(Collected data entries)
━━━

Issue #988, opened 2025-07-13
[Bug]: Nix package fails due to Qt version mismatch


CommentatorForAll:
### Checklist

- [x] I am using an up-to-date version.
- [x] I have read the [documentation](https://github.com/TagStudioDev/TagStudio/blob/main/docs/index.md).
- [x] I have searched existing [issues](https://github.com/TagStudioDev/TagStudio/issues).

### TagStudio Version

Latest git (rev 7176908)

### Operating System & Version

NixOS 25.05

### Description

i tried to run the project both with `nix run github:TagStudioDev/TagStudio#tagstudio` and `nix run` within the cloned repository, resulting in the following error messages:
```
2025-07-13 16:51:27 [error    ] [ThumbRenderer] Could not import the "pillow_jxl" module
Traceback (most recent call last):
  File "/nix/store/r3hf69imbw20w923x4ij5xdl9saz16ss-TagStudio-9.5.2/lib/python3.12/site-packages/tagstudio/qt/widgets/thumb_renderer.py", line 82, in <module>
    import pillow_jxl  # noqa: F401 # pyright: ignore[reportUnusedImport]
    ^^^^^^^^^^^^^^^^^
ModuleNotFoundError: No module named 'pillow_jxl'
```
and later
```
Cannot mix incompatible Qt library (6.9.1) with this library (6.9.0)
[1]    94961 IOT instruction (core dumped)  nix run
```

resultin in an immediate crash. 

### Expected Behavior

all imports being found and not having an qt related crash

### Steps to Reproduce

1. boot a nixos system
2. run `nix run github:TagStudioDev/TagStudio#tagstudio`

### Logs

perovskite ~/coding/TagStudio  main 
❯ nix run                                        
2025-07-13 16:51:27 [info     ] [FFmpeg] Using FFprobe location: ffprobe (Found)
2025-07-13 16:51:27 [info     ] [FFmpeg] Using FFmpeg location: ffmpeg (Found)
2025-07-13 16:51:27 [error    ] [ThumbRenderer] Could not import the "pillow_jxl" module
Traceback (most recent call last):
  File "/nix/store/r3hf69imbw20w923x4ij5xdl9saz16ss-TagStudio-9.5.2/lib/python3.12/site-packages/tagstudio/qt/widgets/thumb_renderer.py", line 82, in <module>
    import pillow_jxl  # noqa: F401 # pyright: ignore[reportUnusedImport]
    ^^^^^^^^^^^^^^^^^
[...]

Issue #915, opened 2025-04-19
[Bug]: TagStudio breaks in nixos-unstable


zierf:
### Checklist

- [x] I am using an up-to-date version.
- [x] I have read the [documentation](https://github.com/TagStudioDev/TagStudio/blob/main/docs/index.md).
- [x] I have searched existing [issues](https://github.com/TagStudioDev/TagStudio/issues).

### TagStudio Version

97ee43c

### Operating System & Version

NixOS 25.05 (Warbler), 25.05.20250417.b024ced (NixOS/nixpkgs/b024ced1aac25639f8ca8fdfc2f8c4fbd66c48ef)

### Description

It looks like there is a regression for the GlobalMenu in the current packages from `nixos-unstable`.
(See [PR #870](https://github.com/TagStudioDev/TagStudio/pull/870) and it's linked issues.)

It doesn't work for [Nixpkgs Commit b024ced](https://github.com/NixOS/nixpkgs/commit/b024ced1aac25639f8ca8fdfc2f8c4fbd66c48ef).
If I'm not mistaken, it worked at least until [Nixpkgs Commit 2631b0b](https://github.com/NixOS/nixpkgs/commit/2631b0b7abcea6e640ce31cd78ea58910d31e650).

![GlobalMenu](https://github.com/user-attachments/assets/2827cabc-80b0-4385-81b5-5e442f9febb2)

---

I discovered this because I was trying to update my system and there is a build error.
There were also some other questionable messages about _fontconfig_ and _ffmpeg_.

Apart from the JXL plugin, I'm using the [installation suggested in the documentation](https://docs.tagstud.io/install/#nixos).

<details>
<summary>TagStudio Installation in Flake</summary>

`flake.nix`:
```Nix
tagstudio = {
  url = "github:TagStudioDev/TagStudio";
  inputs.nixpkgs.follows = "nixpkgs";
};
```

`home.nix`:
```Nix
inputs.tagstudio.packages.${pkgs.stdenv.hostPlatform.system}.tagstudio-jxl
```
</details>

In order to update my system at all, I had to remove `inputs.nixpkgs.follows = "nixpkgs";`.

However, as mentioned above, the global menu is now missing too.
If I saw it correctly, new QT packages were deployed. That one might have something to do with that.

### Expected Behavior

- A working global menu.
- Working build with `inputs.nixpkgs.follows = "nixpkgs";`,
[...]

PR #1048, opened 2025-08-23
fix(nix): fixup and rework, always use nixpkgs PySide/Qt

xarvex:
### Summary

~Depends: #1047~
Fixes: #915
Fixes: #988

Took me some time to completely work this out (and to get sorted from life stuff). The good part is that whatever issues were halting simply using the newer versions of PySide are seemingly no longer there. The wrapping done for Qt was fixed, it was not quite done correctly, which broke using hardware acceleration. Outside of that, this does some general touch ups to get to the state of the current repo.

To hopefully prevent future mismatches between the version of PySide, and therefore Qt, used in the project versus present in nixpkgs, I override where the PySide module from nixpkgs is always used, even in the dev shell. This is a trade-off from sticking to an environment closely resembling ideals, but managing the drift in versions clearly hasn't worked out. It might be worth checking out patching the dynamic library for Qt that PySide loads, but that might still have the issue of PySide's own version.

### Tasks Completed

-   Platforms Tested:
    -   [ ] Windows x86
    -   [ ] Windows ARM
    -   [ ] macOS x86
    -   [ ] macOS ARM
    -   [x] Linux x86
    -   [ ] Linux ARM
    
-   Tested For:
    -   [x] Basic functionality
    
    -   [x] Nix package

### DIFF
--- a/nix/package/default.nix
+++ b/nix/package/default.nix
@@ -86,7 +86,6 @@ python3Packages.buildPythonApplication {
   dependencies =
     with python3Packages;
     [
-      audioop-lts
       chardet
       ffmpeg-python
       humanfriendly
--- a/flake.nix
+++ b/flake.nix
@@ -28,7 +28,7 @@
       perSystem =
         { pkgs, ... }:
         let
-          python3 = pkgs.python313;
+          python3 = pkgs.python312;
         in
         {
           packages =


nix/package/default.nix
```diff
@@ -89,15 +101,16 @@ python3Packages.buildPythonApplication {
       rawpy
       send2trash
       sqlalchemy
+      srctools
       structlog
       toml
       ujson
-      vtf2img
+      wcmatch
```
Computerdores, line 107: nit: iirc only ripgrep *or* wcmatch is needed with ripgrep being used if both are present

xarvex: Yeah, I was aware of that, but wasn't entirely sure how to go about it in terms of packaging. Perhaps what I might do is a toggle named `withRipgrep` and depending on the value of that, will include ripgrep or wcmatch.

Computerdores: From what I remember ripgrep support was added as a performance optimisation, so it might be fine to leave it as is and remove the wcmatch dependency. Otherwise for having a toggle: Do you mean as a CLI parameter or for the nix package? Because doing that for the nix package would require a nixos/home manager module no?

CyanVoxel: More recently I've had to utilize `wcmatch` in a couple other areas of the codebase (thumbnail renderer and file attributes in the preview panel) though *ideally* in the future I could get the same functionality out of `ripgrep` for those pattern matching tasks, but until then `wcmatch` is at least always required

xarvex: The only reason I would like to have both in the package is to allow us to test both situations of ripgrep being used and not use. And by toggle, I do mean in the package itself. If you look at `withJXLSupport` that is something that can be set in an override (though that is outputted in a `tagstudio-jxl` package). This would work the same way, although default to true.

Example usage:
```nix
{ inputs, pkgs, ... }:

{
  environment.systemPackages = [
    (inputs.tagstudio.packages.${pkgs.stdenv.hostPlatform.system}.tagstudio.override { withRipgrep = false; })
  ];
}
```

It doesn't need outputting as a package though as it will be mainly intended for testing purposes. Anyways, I will be pushing this in just a moment.

xarvex: Whoops, wrote that before seeing @CyanVoxel's response. I suppose that means then to keep the package as-is. Still, hope that helps explain what I meant @Computerdores.

xarvex:
Could have sworn Python 3.12 did not function while doing this, seems to be all good using it for the moment. Will simply adjust back to 3.13 depending on what happens with #1047.

That makes this mergeable.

━━━

:: Work request ::
Transcribe the lines above between the line holding "python3 = pkgs.python312;" and the line holding "Computerdores, line 107: nit: iirc", inclusive, exactly as they stand and with nothing added.

:: Response ::
+          python3 = pkgs.python312;
         in
         {
           packages =


nix/package/default.nix
```diff
@@ -89,15 +101,16 @@ python3Packages.buildPythonApplication {
       rawpy
       send2trash
       sqlalchemy
+      srctools
       structlog
       toml
       ujson
-      vtf2img
+      wcmatch
```
Computerdores, line 107: nit: iirc only ripgrep *or* wcmatch is needed with ripgrep being used if both are present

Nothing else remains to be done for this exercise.